For the records below, print the lines from the line with "Start of the" through the line with "--- a/src/norm/mongodb.nim" exactly as written; include both end lines and exclude the rest.
Segment Open
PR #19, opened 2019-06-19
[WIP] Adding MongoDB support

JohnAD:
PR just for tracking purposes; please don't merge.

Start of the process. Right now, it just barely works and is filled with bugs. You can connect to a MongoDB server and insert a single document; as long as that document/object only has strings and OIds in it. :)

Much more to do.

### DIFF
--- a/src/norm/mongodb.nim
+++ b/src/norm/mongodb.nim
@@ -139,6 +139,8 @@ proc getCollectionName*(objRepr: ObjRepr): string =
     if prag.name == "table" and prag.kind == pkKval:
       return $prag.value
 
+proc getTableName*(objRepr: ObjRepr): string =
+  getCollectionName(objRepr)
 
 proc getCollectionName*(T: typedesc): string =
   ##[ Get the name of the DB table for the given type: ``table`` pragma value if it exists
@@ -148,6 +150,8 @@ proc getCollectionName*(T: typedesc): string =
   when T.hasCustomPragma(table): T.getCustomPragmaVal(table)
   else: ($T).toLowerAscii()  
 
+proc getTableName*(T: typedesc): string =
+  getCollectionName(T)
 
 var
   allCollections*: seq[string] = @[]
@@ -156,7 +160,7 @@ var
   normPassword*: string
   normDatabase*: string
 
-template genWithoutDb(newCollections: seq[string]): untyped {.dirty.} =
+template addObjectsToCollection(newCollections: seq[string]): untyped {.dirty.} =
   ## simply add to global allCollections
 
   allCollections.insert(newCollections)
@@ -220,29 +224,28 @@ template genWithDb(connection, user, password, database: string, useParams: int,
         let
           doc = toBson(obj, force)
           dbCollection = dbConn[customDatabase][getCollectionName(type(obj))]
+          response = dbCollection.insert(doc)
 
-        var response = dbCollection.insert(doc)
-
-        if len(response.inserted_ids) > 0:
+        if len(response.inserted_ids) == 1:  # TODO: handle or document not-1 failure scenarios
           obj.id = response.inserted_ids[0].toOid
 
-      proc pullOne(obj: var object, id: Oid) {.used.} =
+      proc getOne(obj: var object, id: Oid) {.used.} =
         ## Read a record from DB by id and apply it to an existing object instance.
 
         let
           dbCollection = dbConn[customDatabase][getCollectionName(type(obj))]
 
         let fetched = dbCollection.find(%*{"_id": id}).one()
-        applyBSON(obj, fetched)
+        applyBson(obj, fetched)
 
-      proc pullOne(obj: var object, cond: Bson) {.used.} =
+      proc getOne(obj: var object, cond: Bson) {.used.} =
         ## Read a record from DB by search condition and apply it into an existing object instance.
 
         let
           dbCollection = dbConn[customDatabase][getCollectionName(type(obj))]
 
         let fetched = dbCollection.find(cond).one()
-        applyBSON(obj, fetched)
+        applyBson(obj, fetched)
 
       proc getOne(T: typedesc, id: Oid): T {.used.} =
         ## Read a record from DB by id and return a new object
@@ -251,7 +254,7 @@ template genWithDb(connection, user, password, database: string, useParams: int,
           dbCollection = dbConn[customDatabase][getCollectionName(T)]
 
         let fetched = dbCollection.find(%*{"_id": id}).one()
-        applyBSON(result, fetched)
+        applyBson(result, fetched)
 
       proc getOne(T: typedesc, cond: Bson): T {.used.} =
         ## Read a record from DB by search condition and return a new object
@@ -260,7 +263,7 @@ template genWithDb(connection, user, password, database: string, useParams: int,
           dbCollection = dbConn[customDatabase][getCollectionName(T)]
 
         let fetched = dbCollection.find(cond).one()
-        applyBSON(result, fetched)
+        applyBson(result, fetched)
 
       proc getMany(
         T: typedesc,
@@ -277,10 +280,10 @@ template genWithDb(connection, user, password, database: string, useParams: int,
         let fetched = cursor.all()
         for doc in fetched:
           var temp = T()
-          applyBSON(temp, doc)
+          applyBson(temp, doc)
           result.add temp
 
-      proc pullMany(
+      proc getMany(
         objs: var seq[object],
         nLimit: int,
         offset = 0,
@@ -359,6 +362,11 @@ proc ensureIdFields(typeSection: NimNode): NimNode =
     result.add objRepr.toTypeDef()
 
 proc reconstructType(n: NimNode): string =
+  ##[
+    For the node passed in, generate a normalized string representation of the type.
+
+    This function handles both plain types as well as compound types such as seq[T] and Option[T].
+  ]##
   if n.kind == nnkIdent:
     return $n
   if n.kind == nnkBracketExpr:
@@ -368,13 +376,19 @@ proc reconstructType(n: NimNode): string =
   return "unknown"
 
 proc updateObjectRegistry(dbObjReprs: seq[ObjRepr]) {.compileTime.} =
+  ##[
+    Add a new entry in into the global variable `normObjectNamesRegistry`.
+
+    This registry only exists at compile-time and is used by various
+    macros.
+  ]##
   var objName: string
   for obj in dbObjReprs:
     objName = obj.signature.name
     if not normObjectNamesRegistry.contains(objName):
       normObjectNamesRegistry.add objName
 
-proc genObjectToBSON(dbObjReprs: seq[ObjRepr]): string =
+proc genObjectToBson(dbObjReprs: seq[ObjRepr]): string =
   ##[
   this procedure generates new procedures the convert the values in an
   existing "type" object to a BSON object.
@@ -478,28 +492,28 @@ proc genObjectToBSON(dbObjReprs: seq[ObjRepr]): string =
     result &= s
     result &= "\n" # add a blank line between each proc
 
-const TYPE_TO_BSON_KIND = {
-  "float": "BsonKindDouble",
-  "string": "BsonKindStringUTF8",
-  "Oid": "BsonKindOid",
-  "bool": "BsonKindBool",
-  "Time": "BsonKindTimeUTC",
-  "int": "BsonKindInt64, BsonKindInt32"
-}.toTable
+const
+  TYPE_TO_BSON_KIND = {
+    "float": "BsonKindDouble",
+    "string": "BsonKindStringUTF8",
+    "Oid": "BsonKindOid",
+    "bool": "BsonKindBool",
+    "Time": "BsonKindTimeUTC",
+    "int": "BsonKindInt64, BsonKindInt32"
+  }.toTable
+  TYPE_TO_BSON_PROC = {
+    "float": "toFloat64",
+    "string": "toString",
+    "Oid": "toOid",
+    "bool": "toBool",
Segment Closed
> [Answer to the exercise]
Start of the process. Right now, it just barely works and is filled with bugs. You can connect to a MongoDB server and insert a single document; as long as that document/object only has strings and OIds in it. :)

Much more to do.

### DIFF
--- a/src/norm/mongodb.nim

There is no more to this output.